A investigação nos leva para a cidade de Chicago, contendo a perseguição pelo resto do filme. A decisão é acertada e muito bem justificada para explicar o motivo de Kimble se sujeitar a um enorme risco de ser reconhecido por cidadãos ou por policiais. Enquanto isso, também acompanhamos o ponto de vista de Gerard que consegue conferir mais complexidade para Kimble através dos testemunhos de colegas e amigos do médico. A partir disso, sabemos que ele é muito inteligente e que quase sempre está a dois passos à frente da polícia federal.
Aliás, os roteiristas não cansam de fazer duras críticas à força policial de Chicago como a federal, assim como o sistema judiciário como um todo. Tudo funciona bem, apesar de ser consideravelmente maniqueísta ao retratar diversos policiais como patetas preguiçosos e violentos. Apesar disso, é bastante funcional dentro do filme.
O que surpreende é como o roteiro se torna muito bem amarrado até o ponto de jogar o protagonista em uma conspiração médica sem tamanho. Apesar de se aproximar muito de quebrar a suspensão da descrença dessa história, as reviravoltas do terceiro ato não são nada previsíveis e levam a um pay off espetacular e consideravelmente emocionante. Apesar dos personagens serem rasos em maioria, os mais funcionais conseguem se salvar pelo estereotipo e das motivações bem definidas.
Improvável Conquista
Andrew Davis não é lá muito conhecido nem mesmo pelos maiores fãs de filmes de ação de Hollywood. Até O Fugitivo, tinha dirigido poucas obras de grande impacto e, até mesmo depois do sucesso desse longa, não conseguiu emplacar uma carreira mais notável. Davis simplesmente era um funcionário da indústria que entendia bem como filmar ação. Felizmente, estava na hora e no lugar certo para assumir esse projeto, pois muitos méritos recaem sobre sua competência com o manejo da câmera e da decupagem.
Mas isso necessariamente não significa que Davis comece o longa de um modo muito inteligente. Na verdade, ele pega os piores vícios dos anos 1990 para mostrar a cena do assassinato: uso de preto e branco, aplica filtros negativos na imagem, closes apertadíssimos e um slow motion capenga e desleixado. Isso já deixa uma primeira ideia bastante negativa, dando a impressão de um filme envelhecido e possivelmente brega como muitos dessa década.
Felizmente, isso some assim que o filme realmente começa. Mesmo que não haja lá um enorme capricho em composição, Davis preza por algo que marcou muito o cinema de ação dos anos 1990: o realismo. É justamente nessas sequências que o diretor consegue brilhar ao nos mostrar um trem partindo em direção ao ônibus tombado enquanto Ford se esforça para sair das ferragens, do vidro blindado prestes a partir em um tiroteio contra Kimble ou jogar o personagem em uma enorme catarata artificial. É maravilhoso e sentimos muito bem o impacto disso tudo.
Davis também tem a competente obsessão de estabelecer com cuidado toda a geografia das cenas, seja de ação ou não. O Fugitivo é um dos filmes mais compreensíveis visualmente que eu já tenha visto na vida e isso é um grande mérito. Logo, é difícil ficar perdido mesmo durante complicadas perseguições. Interessante que o diretor sempre inicia grandes sequências de perseguições e as trata realmente pequenas histórias. Elas nunca ficam concentradas muito tempo em um cenário e logo evoluem para algo mais emocionante ou complicado como uma que começa em um prédio e termina em pleno desfile do dia de São Patrício.

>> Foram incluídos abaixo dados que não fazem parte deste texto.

PR #2774, opened 2022-04-21
[CALCITE-5091] RelMdRowCount can return more accurate rowCount

JiajunBernoulli:
Here is the sql that fetch is deterministic and offset is dynamic 
`select * from emp order by ename limit 1 offset ?`
**RelMdRowCount#getRowCount** will return 14d, because it always return rowCount when offset is dynamic.

```
  if (rel.offset instanceof RexDynamicParam) {
    return rowCount;
  }
```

Outra boa característica é seu olhar muito inteligente para preservar o silêncio em diversas sequências, principalmente as de investigação de Kimble, na qual seria fácil demais apelar ao pecado do solilóquio falante, com o personagem falando consigo mesmo para explicar o que acontece em tela. É ótimo por não subestimar a inteligência do espectador em momento algum.

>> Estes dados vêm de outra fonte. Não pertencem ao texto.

PR #2775, opened 2022-04-21
[CALCITE-5107] Support SQL hint for Filter, SetOp, Sort, Window, Values

godfreyhe:
Currently, only part of RelNodes support SQL hint, such as: Scan, Project, Join. Filter, SetOp, Sort, Window, Values do not support hint yet, which cause hint propagation can not be supported. This pr aims to support those nodes


core/src/main/java/org/apache/calcite/rel/core/Sort.java
```diff
@@ -86,17 +126,7 @@ protected Sort(
       RelCollation collation,
       @Nullable RexNode offset,
       @Nullable RexNode fetch) {
-    super(cluster, traits, child);
```
danny0405, line 89: Thanks for the contribution, overall looks good, there are some compile failure, can you fix that ?

godfreyhe:
cc @danny0405

danny0405 (approved):
+1, LGTM.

Por fim, Davis é particularmente inteligente ao conseguir criar um clímax muito tenso e bastante hitchcockiano ao aproveitar todos os recursos cinematográficos disponíveis para criar suspense em uma perseguição contida entre três indivíduos. O desenho de som colabora, a montagem e até mesmo a fotografia tem grande impacto para o suspense quase insuportável do desenlace da obra. Aliás, a montagem do filme é uma grande vencedora em conseguir ser poética quando necessário como o cruel corte de um beijo para as tentativas desesperadas de Kimble ressuscitar a mulher, além de extremamente competente em dar unidade para o filme.
Ação como deve ser feita
Assistir ao O Fugitivo hoje é bastante deprimente. Obviamente, não porque o filme seja ruim, já que evidentemente ele é ótimo, mas pelo fato do declínio completo que os longas de ação sofreram nos últimos anos. Mesmo com tanta tecnologia disponível, praticamente nenhum lançamento consegue ser tão memorável ou inteligente quanto esse clássico noventista.
Com cortes rápidos exagerados, coreografias poucos inspiradas e set pieces banais, vimos o cinema de ação se afundar em um filme mais genérico que o outro. Para os saudosistas do bom realismo de outrora, dos efeitos práticos e do investimento completo em set pieces memoráveis, não há remédio melhor do que essa inesquecível conquista que foi O Fugitivo, um filme que conseguiu render até mesmo o Oscar.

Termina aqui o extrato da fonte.